The War over Marijuana
In the event of a conflict between federal law and state law, the Supremacy Clause of the Constitution makes it clear that state policies are subordinate to federal policies. There are, however, at least two important limitations to the doctrine of federal supremacy. In “On the Limits of Federal Supremacy: When States Relax (or Abandon) Marijuana Bans” (Policy Analysis no. 714), Robert A. Mikos, director of the Program in Law and Government at Vanderbilt University Law School, holds that there must be a valid constitutional basis for the federal policy in question. Second, even in cases of legitimate federal authority, they may not use the states as instruments of federal governance.
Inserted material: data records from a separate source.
Issue #9456, opened 2026-04-08
Clean up from x-sgg token refactor


doug-s-nava:
### Summary

After merging https://github.com/HHS/simpler-grants-gov/pull/9431 there will be some clean up to do:

* any fetch functions created since the refactor PRs were opened will need to be updated to use the new pattern
* based on the decision made by the team, change should be made to handle requests lacking tokens in a universal way

### Acceptance criteria

- [ ] any fetch functions created since the refactor PRs were opened will need to be updated to use the new pattern
- [ ] based on the decision made by the team, change should be made to handle requests lacking tokens in a universal way

PR #10737, opened 2026-06-02
[Issue #9456] auth token cleanup

doug-s-nava:
## Summary

Work for #9456 

Blocked by https://github.com/HHS/simpler-grants-gov/pull/10736

## Changes proposed

Following up on work from https://github.com/HHS/simpler-grants-gov/pull/10736, this change 
* removes unnecessary checking for session tokens in cases where fetch functionality will naturally handle the case downstream
* standardizes handling of errors thrown from requests that are missing tokens
* cleans up some fetch handler functions

## Validation steps

1. `npm run local` on this branch
2. For each page on the site that requires authentication, visit the page as a logged in user, then log out
3. _VERIFY_: an `Unauthenticated` message is displayed

#### Bonus Points

For each action on the site that requires authentication:

1. visit the page where the action takes place
2. log in
3. manually remove the "session" cookie from your browser session
4. perform the action
5. _VERIFY_: the correct handling of the unauthenticated action is shown

### DIFF
--- a/frontend/src/app/api/applications/[applicationId]/transfer-ownership/handler.ts
+++ b/frontend/src/app/api/applications/[applicationId]/transfer-ownership/handler.ts
@@ -1,5 +1,4 @@
 import { readError } from "src/errors";
-import { getSession } from "src/services/auth/session";
 import { addOrganizationToApplication } from "src/services/fetch/fetchers/addOrganizationToApplication";
 
 import { NextResponse } from "next/server";
@@ -13,11 +12,6 @@ export const transferOwnershipHandler = async (
   options: { params: Promise<{ applicationId: string }> },
 ): Promise<Response> => {
   try {
-    const session = await getSession();
-    if (!session?.token) {
-      return NextResponse.json({ error: "Unauthorized" }, { status: 401 });
-    }
-
     const { applicationId } = await options.params;
 
     let parsedBody: TransferOwnershipRequestBody;
--- a/frontend/src/app/api/user/saved-searches/list/handler.ts
+++ b/frontend/src/app/api/user/saved-searches/list/handler.ts
@@ -1,16 +1,8 @@
-import { readError, UnauthorizedError } from "src/errors";
-import { getSession } from "src/services/auth/session";
+import { readError } from "src/errors";
 import { fetchSavedSearches } from "src/services/fetch/fetchers/savedSearchFetcher";
 
 export const listSavedSearches = async (_request: Request) => {
   try {
-    const session = await getSession();
-    if (!session || !session.token) {
-      throw new UnauthorizedError(
-        "No active session to fetch saved opportunities",
-      );
-    }
-
     const savedSearches = await fetchSavedSearches();
 
     return new Response(JSON.stringify(savedSearches), {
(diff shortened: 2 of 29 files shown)


frontend/src/services/fetch/fetchers/apiKeyFetcher.ts
```diff
@@ -1,43 +1,11 @@
 import "server-only";
 
-import { getSession } from "src/services/auth/session";
 import { fetchUserWithMethod } from "src/services/fetch/fetchers/fetchers";
-import { ApiKey } from "src/types/apiKeyTypes";
-import { APIResponse } from "src/types/apiResponseTypes";
-
-// this is a duplicate - resolve with handleListApiKeys
-export const fetchApiKeys = async (): Promise<ApiKey[]> => {
```
doug-s-nava, line 9: this was deleted, and usage of the function replaced with `handleListApiKeys`. The two functions do the same thing but were typed slightly differently, thus the slight changes to typing in API key fetching scattered around here

frontend/src/app/api/user/saved-searches/list/handler.ts
```diff
@@ -1,16 +1,8 @@
...
 
 export const listSavedSearches = async (_request: Request) => {
   try {
-    const session = await getSession();
-    if (!session || !session.token) {
-      throw new UnauthorizedError(
-        "No active session to fetch saved opportunities",
-      );
-    }
-
```
nathan-stricker, line 13: Can you explain the reasoning for removing this check? I'm not super familiar with saved searches, but it seems like this would result in a 200 response for an unauthenticated user

frontend/src/app/api/applications/[applicationId]/transfer-ownership/handler.ts
```diff
@@ -13,11 +12,6 @@ export const transferOwnershipHandler = async (
   options: { params: Promise<{ applicationId: string }> },
 ): Promise<Response> => {
   try {
-    const session = await getSession();
-    if (!session?.token) {
-      return NextResponse.json({ error: "Unauthorized" }, { status: 401 });
-    }
-
     const { applicationId } = await options.params;
```
Comment (nathan-stricker) [inline frontend/src/app/api/applications/[applicationId]/transfer-ownership/handler.ts:15]: It looks like `MissingAuthError` doesn't have `status = 401` by default - wouldn't that make removal of checks like these default to 500?

nathan-stricker (commented):
Left a few comments- also looks like there are some conflicts that need to be resolved

frontend/src/app/api/user/saved-searches/list/handler.ts
doug-s-nava: In this case `fetchSavedSearches` will return an empty array if the user isn't logged in, which I think is the expected behavior

frontend/src/app/api/applications/[applicationId]/transfer-ownership/handler.ts
Comment (doug-s-nava) [reply frontend/src/app/api/applications/[applicationId]/transfer-ownership/handler.ts:15]: good question - since in the system a request never gets made at all, there's no status code to think about. The error is thrown before we make the request

nathan-stricker (approved):
Approved!

PR #10738, opened 2026-06-02
[Issue #10408, #10515, #10521] Use generic utils, API schema utils, and lookup registry from grants_shared

### LINKED ISSUE #10408: Move generic utils from API to grants_shared

chouinar:
This will be merged into https://github.com/HHS/simpler-grants-gov/pull/10731 before merging to main.

## Summary
Fixes #10408, #10515, #10521

## Changes proposed
* Changed API code to use generic utils, API schema utils, and lookup registry from the grants_shared code
* Slight adjustment to syncing lookup values as the role portion of the logic wasn't moved
* Added a new `ApiLookupTable` class that adds the api schema to the lookup tables as that was removed when moving it to grants_shared
* Adjusted docs to use correct import paths/links

## Context for reviewers
Another set of code moved over, puts us around halfway. Same as the prior PRs, mostly just changing imports beyond what I called out above.

## Validation steps
Verified DB migrations still work as I changed some lookup logic. Lookup tables & roles still get populated as expected. Also didn't cause anything to change from Alembic's perspective about the lookup table changes, it doesn't see the tables any differently.

API still works locally, can query it uneventfully.


api/src/db/models/lookup/sync_lookup_values.py
```diff
@@ -19,51 +18,15 @@ def sync_lookup_values(db_client: PostgresDBClient | None = None) -> None:
...
-    with db_client.get_session() as db_session, db_session.begin():
-        sync_values = LookupRegistry.get_sync_values()
-
-        for table, lookup_config in sync_values.items():
-            _sync_lookup_for_table(table, lookup_config.get_lookups(), db_session)
+    grants_shared_lookup.sync_lookup_values(db_client)
 
-        # TODO - need to move this somewhere else
+    with db_client.get_session() as db_session, db_session.begin():
         _sync_roles(db_session)
```
kkrug, line 27: Could these two syncs being in separate transactions potentially cause an issue if one raises an exception?

chouinar: Can't think of a scenario where it would. While we do need to run the lookup value sync first since some of the roles use those lookup values, there shouldn't be any requirement that they're in the same session. Not 100% on this, but under the hood when we sync the roles to the DB, we're converting the lookup values to integers anyways (how they're represented in the DB), so all this gets enforced at the DB.

If either part raises an exception then it just fails there - shouldn't be an issue if the role sync failed but we already did the lookup sync.

kkrug (approved):

PR #397, opened 2023-12-11
Add HeanCMS Template and websites

MikeZeDev:


ronny1982:
Novels shall not be handled as Manga, similar to Anime they should have their dedicated types.
However, there is no concept yet how to process Novels as the current focus is on Anime support.

MikeZeDev:
I totally agree. That said 

1) This template is interesting as the API can gives us the html of the novel chapter directly. 
2) Because the current focus is anime doesnt mean there can be a basic novel support live we had before in the meantime.

Would it be ok to disable Novel support inside and submit it? I think there is no harm letting it like .

MikeZeDev:
* Removed novel supports for now and added basic error message & handling for those.

I woudl really like not havng to pass `apiurl `on each decorator, but it would mean making a `HeanCMS `class that extends `DecoratableMangaScraper`, will adhoc functions. 

This will kinda defeat the purpose of decorators, especially when we have 2 distinct methods to get content (AjaxV1 and AjaxV2)

27136773 (commented):
There are only 3 websites which are related and would benefit from a decorator.

MikeZeDev:
> There are only 3 websites which are related and would benefit from a decorator. May consider using template or base class approach instead.

Hu? its already the case boss.

MikeZeDev:
Using proper manga filter on manga list & clipboard should be enough. Simplified it.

This “anti-commandeering limitation” is often overlooked, Mikos argues, but it is critical to maintaining the boundary lines created by the Constitution. Using a framework called the “state-of-nature benchmark,” he shows that the states retain both de jure and de facto power to exempt medical marijuana from criminal sanctions. “States generally possess legal authority to enact permissive legislation governing such issues,” Mikos writes, “in spite of contrary congressional policy.” In fact, the federal government is “only a two-bit player” when it comes to marijuana enforcement, whereas states — by virtue of their greater law enforcement resources — hold the upper hand. As such, Mikos concludes that many states have, for all practical purposes, already made medical marijuana legal. “To be sure, more battles will be fought,” he writes, “but they won’t change the reality that the states — and not the federal government — have already won the war.”